Those boring shave downs, kennel clips, a occasional teddy bear clips are the only ones that I see around here, but from the fact that so many ask me who Timi's groomer is, I surmised that the lack of style was coming from the groomers, that people want better but the groomers don't have the ability. Maybe I was wrong...


----------



## Tiny Poodles (Jun 20, 2013)

Tiny Poodles said:


> Those boring shave downs, kennel clips, a occasional teddy bear clips are the only ones that I see around here, but from the fact that so many ask me who Timi's groomer is, I surmised that the lack of style was coming from the groomers, that people want better but the groomers don't have the ability. Maybe I was wrong...


Or maybe they are bringing in their dogs hella matted and are disappointed when the Groomer doesn't pull out their magic wand and turn them into Timi - that is entirely possible....


----------



## PoodleDreaming (Jun 10, 2015)

Tiny Poodles said:


> Or maybe they are bringing in their dogs hella matted and are disappointed when the Groomer doesn't pull out their magic wand and turn them into Timi - that is entirely possible....


It takes a long relationship to train most clients to be half as well behaved as their dogs. :rofl:

A groomer has to start doing all of those matted gross dogs and then they get a few clients here and there that do better. They start prebooking those clients and eventually there isn't room for the clients that bring their dogs in every four months. 
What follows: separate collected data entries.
PR #987, opened 2016-01-22
Remote Execution - Iteration 5 - 1.10 (RPM)

stbenjam:


rubygem-hammer_cli_foreman_tasks/rubygem-hammer_cli_foreman_tasks.spec
```diff
@@ -8,7 +8,7 @@
 
 Summary: Foreman CLI plugin for showing task information for resources and users
 Name: %{?scl_prefix}rubygem-%{gem_name}
-Version: 0.0.8
+Version: 0.0.9
 Release: 1%{?dist}
```
domcleal: You'll need to add %{?foremandist} on rpm/develop and also here if you want to rebuild this on rpm/1.10.  Because the NEVR is identical, Koji won't permit the same build again - and since the develop version is incompatible (SCL changes), it needs a different release.

domcleal:
No need to update the two smart proxy plugins on this branch - we can't build them for the same reason as above (identical NEVR), but what we normally do is to retag the builds from nightly/develop because they're fully compatible (smart proxy is non-SCL).  I'll do that now, then you can drop the two smart proxy commits.

stbenjam:
Already, I dropped the smart proxy packages and added `%{?foremandist}` to hammer_cli_foreman_tasks - do you need the same change to develop too?

domcleal:
Yes, otherwise this version will be newer than the develop version:

    $ rpmdev-vercmp 0.0.9-1.fm1_10.el7 0.0.9-1.el7
    0.0.9-1.fm1_10.el7 > 0.0.9-1.el7

domcleal:
Merged, thanks @stbenjam.  Packages are building.

PR #989, opened 2016-01-25
Add foremandist to hammer_cli_foreman_tasks

stbenjam:


rubygem-hammer_cli_foreman_tasks/rubygem-hammer_cli_foreman_tasks.spec
```diff
@@ -9,7 +9,7 @@
 Summary: Foreman CLI plugin for showing task information for resources and users
 Name: %{?scl_prefix}rubygem-%{gem_name}
 Version: 0.0.9
-Release: 1%{?dist}
+Release: 1%{?foremandist}%{?dist}
```
stbenjam: Should the release get incremented to 2?

domcleal: No, don't worry - it'll happen when I tag the build with tito.

domcleal:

SOME of the style issue is the fact that we ask a client what they want and they really have no clue so they just say, "Take X amount off." For me, I am constantly looking for fun styles for my regulars. Recently I switched one of my clients from a normal pet yorkie clip to an asian fusion style with her permission and she is in love with the clip. It's hard for a groomer with 8-15 dogs on their schedule in a day to spend the time with a parent agonizing over a cut, ya know? If you don't know what you want, how on earth should we? So we just go simple and avoid complaints. It is what is until you develop a relationship with a groomer.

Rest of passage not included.